The product line morphed from a half-dozen colors in 2008 to 34 today, including "burple" and "chameleon." The company's Blaine plant has increased production from about 1,500 gallons daily to 8,000 during that time. Employment in Blaine has more than doubled to 40-plus workers over five years. Sales continue to increase, hitting $35.7 million last year.

Growth hasn't been easy; the company that barely survived lean years nearly choked on the unanticipated surge in sales.

"I saw a liquidity crisis coming in May 2012," Chief Financial Officer Bill Malchow recalled. The company didn't have sufficient cash for the increased supplies and equipment needed to meet the explosion in demand.

However, Plasti Dip was able to arrange financing to cover a several-million-dollar plant expansion, working capital and an expanded workforce. It also opened a Milwaukee distribution center.

The sales growth and enhanced cash flow that followed allowed Plasti Dip to emerge debt-free by 2013.

The role that the Blaine workforce played was not lost on management. Wages range from $13 to $25 an hour for most workers, plus benefits, profit-sharing and a 401(k).

Founder Robert Haasl, who died in 1998, shared the wealth in profitable years with the workers through an employee profit-sharing plan. Two years ago, Scott Haasl started the increasingly rare traditional defined-benefit pension plan.

"And we serve free pizza lunches the first Monday of every month," he added.

The company has also retooled its marketing, turning to an outside firm for help.

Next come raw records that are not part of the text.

PR #1430, opened 2026-09-09
correct worker gateway address and server cert SANs

shwetha-s-poojary:
fix: correct worker gateway address and server cert SANs

1. Restore host:443 for OpenShift gateway address (bare hostname broke worker StartGrpcStream validation)
2. Add PodmanGatewayPodName to Podman server cert SANs (was defined but never wired in, causing TLS failures for internal pod DNS connections)
3. Bump image to v0.0.343


mayuka-c (dismissed):
LGTM

yussufsh (approved):

PR #1431, opened 2026-09-09
fix: use pod name instead of hostip during auto join

Shubhamag12:
The worker now connects through the pod name, matching the gateway certificate and avoiding host IP connectivity errors.


yussufsh (approved):

mayuka-c (approved):
LGTM

PR #1432, opened 2026-09-09
Add Namespace and Worker name to Application ps

mayuka-c:
- Currently the app ps doesnt print worker name and namespace which makes it really difficult through CLI to know the worker to which the application is deployed and also the namespace it resides if openshift (in case of podman it is empty)

### DIFF
--- a/ai-services/cmd/ai-services/cmd/application/ps.go
+++ b/ai-services/cmd/ai-services/cmd/application/ps.go
@@ -191,27 +191,21 @@ func renderApplicationPS(ctx context.Context, opts appTypes.ListOptions) error {
 	return nil
 }
 
-// PS table column indices (normal output).
+// PS table column indices (shared across normal and wide output).
 const (
-	psColAppName = 0
-	psColWorker  = 1
-	psColRuntime = 5
-)
-
-// PS table column indices (wide output).
-const (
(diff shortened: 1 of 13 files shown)


ai-services/cmd/ai-services/cmd/application/ps.go
```diff
@@ -194,8 +194,8 @@ func renderApplicationPS(ctx context.Context, opts appTypes.ListOptions) error {
 // setApplicationPSTableHeaders sets the table headers based on output format.
 func setApplicationPSTableHeaders(printer *utils.Printer, outputWide bool) {
 	if outputWide {
-		printer.SetHeaders("APPLICATION NAME", "POD ID", "POD NAME", "STATUS", "CREATED", "CONTAINERS")
+		printer.SetHeaders("APPLICATION NAME", "WORKER", "NAMESPACE", "POD ID", "POD NAME", "STATUS", "CREATED", "CONTAINERS")
```
yussufsh: Can we add runtime as well here?

mayuka-c: Done

mayuka-c:
Validation

image

yussufsh (approved):

PR #1434, opened 2026-09-09
Add completed_with_errors as terminal state for the doc

dharaneeshvrd:
During cancellation completed_with_errors docs marked as cancelled instead of its original terminal status. This PR fixes that.


manju956 (approved):
lgtm

PR #1437, opened 2026-09-09
Accept schema json example part of extract sync and async requests

manalilatkar:
Now both sync and async routes for entity extraction will accept raw_json_schema or json_example isntead of schema_id so user can get flexibility while passing input.

### DIFF
--- a/services/extract/api/v1/jobs.py
+++ b/services/extract/api/v1/jobs.py
@@ -48,7 +48,6 @@ from extract.utils.job import (
     check_job_admission,
     process_batch_job,
     process_file,
-    resolve_schema,
     validate_and_resolve_file,
     validate_file_content,
     delete_all_job_files,
@@ -152,7 +151,6 @@ async def extract_sync(request: Request, body: ExtractionRequest) -> JSONRespons
         msg = "text field is empty"
         logger.error(msg)
         raise ExtractException(400, "INVALID_REQUEST", msg)
-
 
     # ------------------------------------------------------------------
     # 2. Semaphore check (non-blocking — reject immediately if saturated)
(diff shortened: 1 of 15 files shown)


services/extract/api/v1/jobs.py
dharaneeshvrd, line 292: In case resolve returns _EphemeralSchemaRow, how it would work here?

services/extract/api/v1/jobs.py
```diff
@@ -438,15 +409,60 @@ async def create_extract_job(
...
+            )
+
+    json_example_dict: Optional[dict] = None
+    if json_example is not None:
+        try:
+            json_example_dict = json.loads(json_example)
+        except json.JSONDecodeError as exc:
+            raise ExtractException(
+                400, "INVALID_REQUEST", f"json_example is not valid JSON: {exc}"
+            )
```
dharaneeshvrd, line 453: Seems this validation also happens in resolve_schema_input.
You can remove it here

dharaneeshvrd (commented):
overall lgtm

services/extract/api/v1/jobs.py
manalilatkar: In that case, schema_id will be null.

services/extract/api/v1/jobs.py
manalilatkar: You mean` if json_example is not None:`  on line no 447?
I have to do it if I want to execute line no 449 here so I can pass the JSON-loaded example dict to the resolve_schema_input method.

dharaneeshvrd: yes, keep the validation in the resolve_schema_input method.

services/extract/api/v1/jobs.py
dharaneeshvrd: But this would expect the id right?
how it would use the ephemeral schema?
I dont see a reference of the schema_row anywhere else.

dharaneeshvrd: I did nt look properly, this is valid.

services/extract/api/v1/jobs.py
dharaneeshvrd: this can also be there.

dharaneeshvrd (approved):

PR #1439, opened 2026-09-09
use worker join flow in catalog for local

yussufsh:
Make use of register API for local worker join in catalog configure.

Replace the LocalWorkerToken gateway bypass with a proper POST /api/v1/workers flow: catalog configure logs in once, pre-registers the local worker via the catalog API to get a real bootstrap token, and passes the authenticated client to JoinAsLocalWorker — no sentinel token, no second login.

Added case to not allow deleting Local worker.

### DIFF
--- a/ai-services/internal/pkg/catalog/cli/configure/openshift/configure.go
+++ b/ai-services/internal/pkg/catalog/cli/configure/openshift/configure.go
@@ -96,14 +96,14 @@ func handlePostDeployment(ctx context.Context, tp templates.Template, runtime *r
 		return fmt.Errorf("admin password verification failed: %w", err)
 	}
 
-	// Step 8 (was Step 7): Join as local worker
+	// Step 8: Join as local worker
 	if !opts.SkipLocalWorker {
 		if err := JoinAsLocalWorker(ctx, runtime, catalogClient); err != nil {
 			return fmt.Errorf("local worker join failed: %w", err)
 		}
 	}
 
-	// Step 9 (was Step 8): Print next steps with route URLs
+	// Step 9: Print next steps with route URLs
 	if err := helpers.PrintNextSteps(ctx, tp, runtime, catalogconstants.CatalogAppName, catalogconstants.CatalogAppTemplate); err != nil {
 		logger.Infof("failed to display next steps: %v\n", err)
 
--- a/ai-services/internal/pkg/catalog/cli/configure/openshift/configure.go
+++ b/ai-services/internal/pkg/catalog/cli/configure/openshift/configure.go
@@ -10,6 +10,7 @@ import (
 
 	"github.com/project-ai-services/ai-services/assets"
 	"github.com/project-ai-services/ai-services/internal/pkg/catalog/cli/configure"
+	configureutils "github.com/project-ai-services/ai-services/internal/pkg/catalog/cli/configure/utils"
 	catalogconstants "github.com/project-ai-services/ai-services/internal/pkg/catalog/constants"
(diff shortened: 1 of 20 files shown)


ai-services/internal/pkg/catalog/cli/configure/worker.go
```diff
@@ -0,0 +1,46 @@
...
+
+	catalogclient "github.com/project-ai-services/ai-services/internal/pkg/catalog/client"
+	"github.com/project-ai-services/ai-services/internal/pkg/logger"
+	workerconstants "github.com/project-ai-services/ai-services/internal/pkg/worker/constants"
+)
+
+const (
+	// CatalogAdminUser is the default admin username created during catalog configure.
+	CatalogAdminUser = "admin"
+)
```
mayuka-c: Can we define constant in common place and use it in other places in apiserver.go

ai-services/internal/pkg/catalog/cli/configure/openshift/configure.go
```diff
@@ -67,14 +77,33 @@ func DeployCatalog(ctx context.Context, opts catalogutils.OpenShiftConfigureOpti
...
+	if err != nil {
+		return fmt.Errorf("failed to resolve catalog API URL: %w", err)
+	}
+
+	catalogClient, err := configure.LoginToCatalog(ctx, catalogAPIURL, adminPassword)
+	if err != nil {
+		return fmt.Errorf("admin password verification failed: %w", err)
+	}
+
+	// Step 8 (was Step 7): Join as local worker
```
mayuka-c: Maybe `was Step 7` and also for next step `was Step 8` can be removed

ai-services/internal/pkg/catalog/cli/configure/podman/configure.go
```diff
@@ -119,8 +126,16 @@ func handlePostDeployment(ctx context.Context, caddyCtx *caddy.Context, deployCt
 		return fmt.Errorf("route registration failed: %w", err)
 	}
 
+	// Login to the catalog API — this both verifies the admin password and gives
+	// us a client to reuse for local worker registration without a second login.
+	catalogAPIURL := routeURLs["CATALOG_API_ROUTE"]
```
mayuka-c: Can we define constant for `CATALOG_API_ROUTE`

mayuka-c (commented):
Minor comments, Overall Approach LGTM

mayuka-c (approved):
LGTM

ai-services/internal/pkg/catalog/cli/configure/openshift/configure.go
```diff
@@ -67,14 +77,33 @@ func DeployCatalog(ctx context.Context, opts catalogutils.OpenShiftConfigureOpti
...
+	// us a client to reuse for local worker registration without a second login.
+	catalogAPIURL, err := getCatalogAPIURL(ctx, runtime)
+	if err != nil {
+		return fmt.Errorf("failed to resolve catalog API URL: %w", err)
+	}
+
+	catalogClient, err := configure.LoginToCatalog(ctx, catalogAPIURL, adminPassword)
+	if err != nil {
+		return fmt.Errorf("admin password verification failed: %w", err)
+	}
```
Shubhamag12, line 97: do we need to login to catalog even if localworker is skipped?
I feel it should be inside below if function if not used outside local worker

yussufsh: By default we will prompt for password and login. This will ensure configure validates the password using the actual login after catalog is deployed.

PR #1440, opened 2026-09-09
feat(connector) : Connect datasource to application 

Niranjan-J-Joshi:
# Connect Data Source to Application

## Summary

Adds a **Connect data source** modal to the **Deployment Details → Data Sources** table.

Users can now select one or more available data source connectors and connect them to the application without leaving the page.

### New Files

- `ConnectDatasourceModal.tsx`
  - Added a modal for selecting data source connectors.
  - Supports selecting multiple connectors.
  - Shows a loading skeleton while connectors are being loaded.
  - Shows an error message if loading fails.
  - Shows a message when there are no available connectors.
  - Shows selected data sources as tags below the dropdown.

- `ConnectDatasourceModal.module.scss`
  - Added styles for the new modal.
  - Uses Carbon spacing and typography tokens.

### Updated Files

| File | Changes |
|---|---|
| `ApplicationDatasourcesTable.tsx` | Connect button now opens the modal. The table refreshes after data sources are connected. |
| `applications.api.ts` | Added `connectApplicationDatasources()` API call and updated usages to use the shared data source endpoint. |
| `api-endpoints.constants.ts` | Replaced separate GET and PUT data source endpoints with a single `APPLICATION_DATASOURCES` endpoint. |


ui/catalog/src/api/applications.api.ts
```diff
@@ -425,3 +428,81 @@ export async function fetchAllDeployedServices(
...
+
+  return allData.map(transformDatasourceToRow);
+}
+
+// Connects one or more data source connectors to an application
+export async function connectApplicationDatasources(
+  applicationId: string,
+  datasourceIds: string[],
+): Promise<void> {
+  await api.put(APPLICATION_ENDPOINTS.APPLICATION_DATASOURCES(applicationId), {
```
ryanmarc: a failed connect is shown to the user as a success.

PUT /applications/:id/datasources does not fail the request when a datasource fails to connect. It collects the failures and returns them in the body with a 207 Multi-Status:
```
// datasource_service.go:497
if len(connErrors) == 0 { return nil, nil }
return &apimodels.ConnectDatasourcesResponse{Errors: connErrors}, nil
```
```
// datasource_handler.go:451
if resp == nil { c.Status(http.StatusNoContent); return }
c.JSON(http.StatusMultiStatus, resp)
```
There is no "everything failed" branch, so even selecting a single datasource that fails comes back 207. Axios's default validateStatus accepts anything in 2xx, so this await resolves.

So handleSubmit reaches onConnected(), the modal closes, the table refetches, and the rows that failed just are not there. No message, and the reasons the backend went to the trouble of sending (connectOneDatasource failures: connector load, decrypt, downstream POST) are dropped.

Suggestion: have this return the errors instead of void and in handleSubmit, only call onConnected() when that array is empty, otherwise keep the modal open and show them. You can map datasource_id back to the labels in selectedItems to get readable text.

ui/catalog/src/components/Table/components/CellRenderers.tsx
```diff
@@ -110,20 +138,39 @@ export const StatusCell = ({ value }: SharedCellRendererProps) => {
...
+   * Statuses that warrant the error icon instead of the in-progress icon.
+   * Defaults to ["Error", "Offline"] to preserve existing behaviour for the deployments table.
+   */
+  errorStatuses?: string[];
+}
+
+export const MessageCell = ({
+  value,
+  rowData,
+  hideStatuses = ["Running", "up to date"],
```
ryanmarc: This also silently reverts the fix made by #1344

ui/catalog/src/components/DeploymentDetails/components/ApplicationDatasourcesTable/ApplicationDatasourcesTable.tsx
```diff
@@ -0,0 +1,386 @@
...
+                  </>
+                )}
+              </DataTable>
+            )}
+
+            {/* Connect datasource modal */}
+            <ConnectDatasourceModal
+              open={isConnectModalOpen}
+              applicationId={applicationId}
+              connectedIds={new Set(state.rowsData.map((r) => r.id))}
```
ryanmarc: The dropdown builds its "already connected" set from state.rowsData, which holds only the current page of the datasources table (20 rows by default), while allConnectors is fetched exhaustively — so on any app with more than 20 connected sources, everything past page 1 is wrongly offered as available, and picking one PUTs a datasource that's already attached. Which entries appear also depends on which page the user is viewing, making bug reports hard to reproduce. The fix is to call fetchAllApplicationDatasources(applicationId) in the same effect that loads allConnectors and build the excluded set from that, costing one extra request but removing the dependency on table pagination.

ryanmarc (changes requested):

ui/catalog/src/api/applications.api.ts
Niranjan-J-Joshi: Updated the API to handle 207 responses and return datasource errors. For partial failures, successful connections are refreshed and removed from the dropdown, while failed connections stay visible with their specific error messages.

ui/catalog/src/components/Table/components/CellRenderers.tsx
Niranjan-J-Joshi: fixed

ui/catalog/src/components/DeploymentDetails/components/ApplicationDatasourcesTable/ApplicationDatasourcesTable.tsx
Niranjan-J-Joshi: Removed the dependency on state.rowsData. ConnectDatasourceModal now fetches all application datasources along with the connectors in Promise.all when the modal opens, ensuring all connected sources across pages are fetched and excluded correctly.

ryanmarc (dismissed):

pranithraoibm (approved):

PR #1442, opened 2026-09-10
[BYOS] Minor Fixes for custom component

mayuka-c:
- Call GetDeployOptions for application templates to use print the components along with provider types. Currently reads from embed asset
- Add name collision check so that if 2 components with same provider or 2 services have same name with diff ids, then it becomes easy to distinguish on CLient (UI/CLI)

### DIFF
--- a/ai-services/cmd/ai-services/cmd/application/templates/parameters.go
+++ b/ai-services/cmd/ai-services/cmd/application/templates/parameters.go
@@ -96,6 +96,7 @@ func displayArchitectureParameters(ctx context.Context, source catalogClient.Cat
 		deployOpts, err := source.GetServiceDeployOptions(ctx, svcRef.ID, runtimeType())
 		if err != nil {
 			logger.Warningf("skipping parameters for service '%s': %v", svcRef.ID, err)
+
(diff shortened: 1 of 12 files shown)


ai-services/cmd/ai-services/cmd/application/templates/parameters.go
```diff
@@ -65,90 +70,69 @@ func NewParametersCmd() *cobra.Command {
 }
 
 // displayServiceParameters displays all parameters for a specific service.
-func displayServiceParameters(ctx context.Context, source catalogClient.CatalogSource, serviceID string, dependencies []catalogTypes.DependencyReference) error {
+func displayServiceParameters(ctx context.Context, source catalogClient.CatalogSource, serviceID string, _ []catalogTypes.DependencyReference) error {
```
yussufsh: Get rid of the param.

mayuka-c: Done

yussufsh (dismissed):

yussufsh (approved):

PR #1443, opened 2026-09-10
feat(worker): propagate ctx cancellation to remote worker via COMMAND_TYPE_CANCEL

shwetha-s-poojary:
Problem

Ctrl+C or a mid-deployment delete had no effect on the remote worker - the in-flight Helm install, model download, or pod creation kept running until completion regardless.

What changed

- Added COMMAND_TYPE_CANCEL to the worker gRPC protocol. The control plane sends this when a deployment's context is cancelled; the worker cancels the per-command context so the in-flight operation (Helm, model download, pod creation) aborts immediately.
- Dispatcher now tracks in-flight commands by ID with individual cancellable contexts, allowing targeted cancellation without touching the stream.
- Sender.Send fires a best-effort COMMAND_TYPE_CANCEL when its context is cancelled before a result arrives.
- pollApplicationStatus (CLI application create) now handles ctx.Done() and calls DeleteApplication so the server-side cancellation chain fires on Ctrl+C.
- Readiness poll loops in helper.go replaced time.Sleep with select on ctx.Done() to unblock immediately on cancellation.

Testing

- Manually verified on Podman remote worker (with both Podman and Openshift as gateway) - DELETE mid model-download correctly sends COMMAND_TYPE_CANCEL, stops the download container, and completes deletion cleanly.

### DIFF
--- a/ai-services/cmd/ai-services/cmd/application/create.go
+++ b/ai-services/cmd/ai-services/cmd/application/create.go
@@ -433,6 +433,9 @@ func buildCatalogPayload(ctx context.Context, appClient *catalogClient.Applicati
 }
 
 // pollApplicationStatus polls the application status until it's ready or fails.
+// If ctx is cancelled (e.g. Ctrl+C) the in-flight deployment is deleted so the
+// server-side cancellation chain fires (DeploymentRegistry.Cancel →
+// Sender.sendCancel → COMMAND_TYPE_CANCEL on the worker).
 func pollApplicationStatus(ctx context.Context, appClient *catalogClient.ApplicationClient, appName, id string) error {
 	logger.Infof("Waiting for application '%s' to be ready...\n", appName)
 
@@ -443,6 +446,15 @@ func pollApplicationStatus(ctx context.Context, appClient *catalogClient.Applica
 
 	for {
 		select {
+		case <-ctx.Done():
+			logger.Infof("Interrupted — deleting application '%s' to stop the in-flight deployment...\n", appName)
+			deleteCtx := context.Background()
+			if err := appClient.DeleteApplication(deleteCtx, id, &catalogClient.DeleteApplicationParams{}); err != nil {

"They reached out to us in 2013 and we realized this was one of the more unusual social media cases we'd seen," said Sue Kruskopf, CEO of Minneapolis-based Kruskopf & Co. "We usually work with clients who are trying to develop content for social media. Plasti Dip already had a fan base developing all kinds of content on social media. A great situation. We just had to harness it."

Kruskopf put together a website called "DipheadsUnite.com" for the handyman, automotive and craft markets that features new uses developed by customers.

"They are a great client," Kruskopf said of Plasti Dip. "Unassuming, fun and willing to take some risks. We didn't do anything fancy."

Meanwhile, competition has heated up. Rust-Oleum, Sherwin-Williams unit Dupli-Color and others have introduced similar products.

Plasti Dip expects sales to grow another 7 percent this year, to $38 million. The more moderate growth means Haasl, a guy who survived lean years as well as the recent boom, now has more time to think and plan.

"We're going from reactive to proactive," Haasl said earlier this month. "We're about to reinvent the categories we invented. We're not just catching up anymore."